Pharm-Bot Goes On Rampage
budgenator writes "Seems that Waldo, a robot that delivers medication from the pharmacy to the nurses stations, went on an extracurricular journey at San Francisco's UCSF Medical Center last Tuesday. Waldo entered uninvited into a radiation oncology examination room disturbing a Doctor and Patient enough that it caused them to flee the room. Is navigating a hospital full of moving humans more difficult than navigating the DARPA grand challenge, or could it be that like his sibling robort Elvis, he just wanted to leave the building?"

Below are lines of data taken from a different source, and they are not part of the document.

PR #29049, opened 2025-01-13
Remove command-line option enabling synthetic clock 

peterbarker:
It's always on


khancyr (approved):
LGTM
This was always confusing so nice to remove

... He was looking for Sara Conner.
I'm sorry, I can't do that Dave.
Sig
I would think that rampage is much too strong of a word. More like unplanned excursion. Maybe it is a hint that the robot is becoming self aware? Either that or bad software design.
My UID is prime is yours?
This is the funniest thing I've read all day:
The 'bot's clearly gone bad, and is probably even as we speak cruising the city's Tenderloin district pushing purloined prescription pain killers, paying off dirty cops and menacing lost tourists.
That part about a robotic pusher menacing San Fran doesn't actually appear in the original SFC article. But I did laugh out loud (waking up my Wife).
I copy the original article for those who can't click through:
Where's Waldo?: Waldo the pill-dispensing robot apparently went berserk this past week at UCSF Medical Center, sending a doctor and patient running for cover.
Whacked-out Waldo is one of three battery-operated, rolling robots that dispense pills at the hospital. The other two are named Elvis and Lisa Marie.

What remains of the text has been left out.